# acoustic set up victoria bc



## jimmy c g (Jan 1, 2008)

any one know a great acoustic set up person in Victoria area, just considering lightly lowering action but need someone with good understanding of all aspects ie nut and saddle height , relief and proper intonation thanks J


----------



## Mr Yerp (Feb 24, 2006)

I got a guy.
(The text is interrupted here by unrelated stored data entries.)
Issue #4100, opened 2023-07-21
regression: createGlobalStyle does not remove styles on unmount


mdeschamps:
## System:
 - OS: macOS 13.4.1
 - CPU: (10) arm64 Apple M1 Max
 - Memory: 5.18 GB / 64.00 GB
 - Shell: 3.2.57 - /bin/bash
## Binaries:
 - Node: 18.1.0 - ~/.nvm/versions/node/v18.1.0/bin/node
 - npm: 9.7.2 - ~/.nvm/versions/node/v18.1.0/bin/npm
 - pnpm: 8.6.0 - ~/.nvm/versions/node/v18.1.0/bin/pnpm
## npmPackages:
 - babel-plugin-styled-components: ^2.1.4 => 2.1.4 
 - styled-components: ^6.0.4 => 6.0.4 

## Reproduction

In this change https://github.com/styled-components/styled-components/pull/3726/files#diff-b8702cbcaf39eaa95deb156bf4132fef9fd7096c4f87679cf656105070c38bc8R64 @probablyup changed it to conditionally use `useInsertionEffect` if it exists; but `useInsertionEffect` does not have a return type: https://react.dev/reference/react/useInsertionEffect#returns

After updating to v6 I started noticing that none of the global styles created by `createGlobalStyle` are removed after the component is unmounted.

I couldn't come up with a small reproducible case; in a codepen the global styles are removed; but in our app with hundreds of lines in the `<style/>` those global styles are clearly sticky.

## Expected Behavior

Global style is removed when component is unmounted

## Actual Behavior

Global styles remain in the stylesheet after component is unmounted

probablyup:
That's annoying! Would you be open to shooting over a quick PR to remove use of useInsertionEffect?

mdeschamps:
> That's annoying! Would you be open to shooting over a quick PR to remove use of useInsertionEffect?

sure thing... PR ^

PR #4101, opened 2023-07-21
Fix createGlobalStyle not removing styles on unmount

mdeschamps:
Fixes: https://github.com/styled-components/styled-components/issues/4100

Current implementation conditionally uses React18 `useInsertionEffect`; but useInsertionEffect does not have a return type: https://react.dev/reference/react/useInsertionEffect#returns and the global styles will not be removed when the GlobalStyle component is unmounted.

### DIFF
--- a/packages/styled-components/src/constructors/createGlobalStyle.ts
+++ b/packages/styled-components/src/constructors/createGlobalStyle.ts
@@ -49,8 +49,7 @@ export default function createGlobalStyle<Props extends object>(
     }
 
     if (!__SERVER__) {
-      // @ts-expect-error still using React 17 types for the time being
-      (React.useInsertionEffect || React.useLayoutEffect)(() => {
+      React.useLayoutEffect(() => {
         if (!ssc.styleSheet.server) {
           renderStyles(instance, props, ssc.styleSheet, theme, ssc.stylis);
           return () => globalStyle.removeStyles(instance, ssc.styleSheet);


probablyup (approved):
Thanks!

guillaumebrunerie:
This is pretty strange, `useInsertionEffect` was specifically designed to inject styles in CSS-in-JS libraries, because according to the React team it is a bad idea to do it in `useLayoutEffect`. Is there a bug in React?
And why does it matter that `useInsertionEffect` does not have a return type? The return type is ignored here anyway, and `useLayoutEffect` does not have a return type either.

mdeschamps:
@guillaumebrunerie sorry bad wording... I meant that the setup function while it is the same signature as `useEffect` which can return a `Destructor` cleanup function; it doesnt seem to fire when the component is unmounted. Just checked the documentation again and it mentions that a cleanup function can be returned; so it could a bug in React.

But after switching it back to `useLayoutEffect` our global styles were cleaned up correctly like on SC5 so that definitely caused the regression.

I wanted to add a test but that meant bumping up react to v18 which I guess that is desirable just yet.

guillaumebrunerie:
Could it be https://github.com/facebook/react/issues/26670?

mdeschamps:
And that could totally be it.. We do use React.lazy.. I even tried to repro that yesterday for you guys but I couldnt get it to NOT work 

https://codesandbox.io/s/styled-components-base-forked-9nszy4?file=/index.js

mdeschamps:
@guillaumebrunerie tweaked my code sample a bit more but I think I got it to reproduce the issue https://codesandbox.io/s/styled-components-base-forked-9nszy4?file=/index.js

probablyup:
Happy to reintroduce it at a later date once the mainline bug is resolved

Pm me.


----------



## jimmy c g (Jan 1, 2008)

thanks mr yerp, I got a hold of a luthier who had been hard to contact but appeared finally Jim


----------



## jimmy c g (Jan 1, 2008)

just got my j 45 back from set up ,much nicer action and intonation, l&m victoria now uses dylan rovere for acoustic work, he is a luthier builder here on the island and does excellent work and builds some beauties, fear not l&m Victoria for this type of work Jim


----------



## BSTheTech (Sep 30, 2015)

Dylan is great as long as you don't need the work done quickly. Last time I called him he had a 4 week backlog.


----------



## jimmy c g (Jan 1, 2008)

not sure if its because I went thru l& m or if it was because it was a basic setup, string height and intonation, but I dropped it off on a saturday and picked it up friday. problem is , now Id love to have one off his beauty guitars !!! GAS again.....


----------



## BSTheTech (Sep 30, 2015)

Nice. Ya I was after a refret. Glad it worked out.


----------



## Mr Yerp (Feb 24, 2006)

Hahaha....Dylan's "my guy."


----------



## jimmy c g (Jan 1, 2008)

its wonderfull to have a luthier that actively repairs and maintains as well as builds here on the south island, of the two other main guys Ive used, one moved to van and the other , a very long time victoria luthier- dealer ( I started deals with him in the 70s) was extremely great but the on the last repair I waited 9 months for new frets and it still wasnt done so I just grabbed my guitar (100 + year old Bruno parlor ) and took it some where else , the first person wouldnt accept any payment -I tried to pay- then dave p finished the job nicely and timely. I wonder where the Bruno is? I got it 10 or 12 years ago from folkway music in guelph and had to let it go...


----------